> [Task details]: Check each line of the material, and show the ones that include the word "void".
[Opening Data excerpts section]
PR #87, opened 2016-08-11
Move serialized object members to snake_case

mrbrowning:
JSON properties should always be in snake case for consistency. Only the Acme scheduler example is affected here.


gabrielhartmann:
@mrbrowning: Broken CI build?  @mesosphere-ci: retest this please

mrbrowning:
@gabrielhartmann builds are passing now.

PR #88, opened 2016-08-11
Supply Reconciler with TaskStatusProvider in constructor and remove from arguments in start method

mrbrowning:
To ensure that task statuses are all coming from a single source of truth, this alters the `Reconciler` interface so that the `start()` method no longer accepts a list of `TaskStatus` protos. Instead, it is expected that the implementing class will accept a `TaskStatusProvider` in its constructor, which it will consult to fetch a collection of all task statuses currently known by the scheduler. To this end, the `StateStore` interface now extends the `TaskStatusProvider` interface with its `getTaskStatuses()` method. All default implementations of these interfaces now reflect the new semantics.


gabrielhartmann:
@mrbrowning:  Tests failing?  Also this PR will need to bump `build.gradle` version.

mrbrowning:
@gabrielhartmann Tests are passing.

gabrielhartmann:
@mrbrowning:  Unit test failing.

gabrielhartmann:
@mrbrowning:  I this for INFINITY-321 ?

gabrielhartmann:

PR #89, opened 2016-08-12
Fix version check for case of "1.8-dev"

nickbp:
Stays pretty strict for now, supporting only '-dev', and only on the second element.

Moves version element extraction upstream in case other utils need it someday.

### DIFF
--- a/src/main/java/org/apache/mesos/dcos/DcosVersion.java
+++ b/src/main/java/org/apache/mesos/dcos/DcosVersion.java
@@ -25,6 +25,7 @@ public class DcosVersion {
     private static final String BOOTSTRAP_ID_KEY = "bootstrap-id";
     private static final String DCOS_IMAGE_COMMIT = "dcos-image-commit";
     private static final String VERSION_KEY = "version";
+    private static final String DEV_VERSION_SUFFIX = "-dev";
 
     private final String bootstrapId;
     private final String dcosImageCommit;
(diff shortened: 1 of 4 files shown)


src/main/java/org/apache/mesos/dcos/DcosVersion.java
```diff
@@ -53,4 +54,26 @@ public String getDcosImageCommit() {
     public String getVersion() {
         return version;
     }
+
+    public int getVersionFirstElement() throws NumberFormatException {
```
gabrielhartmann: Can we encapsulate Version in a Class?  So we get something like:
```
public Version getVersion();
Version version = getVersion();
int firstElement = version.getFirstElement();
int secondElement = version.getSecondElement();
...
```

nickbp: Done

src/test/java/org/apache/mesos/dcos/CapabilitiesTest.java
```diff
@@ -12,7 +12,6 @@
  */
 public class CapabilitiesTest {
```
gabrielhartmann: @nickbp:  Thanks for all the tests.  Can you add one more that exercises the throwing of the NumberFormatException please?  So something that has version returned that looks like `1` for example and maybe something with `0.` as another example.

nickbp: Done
[Closing Data excerpts section]
[Opening Data excerpts section]
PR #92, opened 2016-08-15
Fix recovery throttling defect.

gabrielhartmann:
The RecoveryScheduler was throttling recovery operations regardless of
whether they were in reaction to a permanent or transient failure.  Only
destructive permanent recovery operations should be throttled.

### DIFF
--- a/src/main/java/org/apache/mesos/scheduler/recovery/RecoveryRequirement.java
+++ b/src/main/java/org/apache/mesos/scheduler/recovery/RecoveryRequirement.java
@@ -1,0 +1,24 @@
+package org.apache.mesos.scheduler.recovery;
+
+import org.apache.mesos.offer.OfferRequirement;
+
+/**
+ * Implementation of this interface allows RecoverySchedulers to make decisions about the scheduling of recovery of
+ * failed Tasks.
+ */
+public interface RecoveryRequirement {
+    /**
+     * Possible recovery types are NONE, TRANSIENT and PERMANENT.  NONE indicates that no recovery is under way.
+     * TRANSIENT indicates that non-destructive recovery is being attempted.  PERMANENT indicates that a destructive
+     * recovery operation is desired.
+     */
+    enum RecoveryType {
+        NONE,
[Closing Data excerpts section]
[Opening Data excerpts section]
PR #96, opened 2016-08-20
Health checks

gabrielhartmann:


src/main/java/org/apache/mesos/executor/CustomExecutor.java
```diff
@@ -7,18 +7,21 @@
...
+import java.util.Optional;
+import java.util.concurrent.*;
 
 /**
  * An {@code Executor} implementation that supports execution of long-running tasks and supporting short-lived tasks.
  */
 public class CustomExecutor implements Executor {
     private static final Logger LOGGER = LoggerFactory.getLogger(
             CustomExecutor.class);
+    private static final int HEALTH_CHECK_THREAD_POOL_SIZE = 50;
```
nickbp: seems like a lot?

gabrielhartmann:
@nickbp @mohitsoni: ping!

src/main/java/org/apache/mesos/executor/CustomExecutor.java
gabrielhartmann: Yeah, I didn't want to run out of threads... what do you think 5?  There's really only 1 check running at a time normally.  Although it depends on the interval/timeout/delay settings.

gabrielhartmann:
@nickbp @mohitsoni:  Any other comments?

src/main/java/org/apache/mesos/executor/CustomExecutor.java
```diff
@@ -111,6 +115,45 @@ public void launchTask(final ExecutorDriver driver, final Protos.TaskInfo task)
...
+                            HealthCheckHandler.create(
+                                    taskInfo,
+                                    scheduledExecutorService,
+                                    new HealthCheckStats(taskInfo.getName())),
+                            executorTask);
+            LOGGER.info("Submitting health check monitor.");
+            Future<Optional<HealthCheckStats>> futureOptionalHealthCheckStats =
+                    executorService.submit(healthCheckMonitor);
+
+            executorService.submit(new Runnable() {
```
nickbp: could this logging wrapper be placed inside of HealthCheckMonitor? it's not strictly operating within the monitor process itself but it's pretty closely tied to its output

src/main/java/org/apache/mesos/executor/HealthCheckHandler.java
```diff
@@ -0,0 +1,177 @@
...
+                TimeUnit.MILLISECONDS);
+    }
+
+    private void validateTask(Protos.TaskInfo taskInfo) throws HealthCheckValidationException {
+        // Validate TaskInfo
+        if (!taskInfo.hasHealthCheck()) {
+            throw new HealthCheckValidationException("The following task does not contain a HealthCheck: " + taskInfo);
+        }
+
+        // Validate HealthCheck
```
[Closing Data excerpts section]
> [Response to the exercise]:
@@ -111,6 +115,45 @@ public void launchTask(final ExecutorDriver driver, final Protos.TaskInfo task)
+    private void validateTask(Protos.TaskInfo taskInfo) throws HealthCheckValidationException {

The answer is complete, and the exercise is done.